#### SOURCE DATA

PR #6180, opened 2026-05-22
perf: compute engine and dispatcher speedups + backend-metadata cache fix

baszalmstra:
### Description

A cluster of perf wins in the compute engine and command dispatcher:

- Skip cycle-detection edge install on cache hits in the compute engine.
- Install the active edge before spawning child branches so the parent isn't held while children fan out.
- Hash `SourceMetadata` records by `Arc` identity to dedup record assembly across nested solves.
- Identity-based `Hash` on `PixiRecord` / `SourceRecord`, plus `LockFileWriter` dedup.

########

GOAL OF THE EXERCISE ▸ An exact copy is needed of the lines from the one containing "A cluster of" through the end of the records.

RESPONSE BOX ▸
A cluster of perf wins in the compute engine and command dispatcher:

- Skip cycle-detection edge install on cache hits in the compute engine.
- Install the active edge before spawning child branches so the parent isn't held while children fan out.
- Hash `SourceMetadata` records by `Arc` identity to dedup record assembly across nested solves.
- Identity-based `Hash` on `PixiRecord` / `SourceRecord`, plus `LockFileWriter` dedup.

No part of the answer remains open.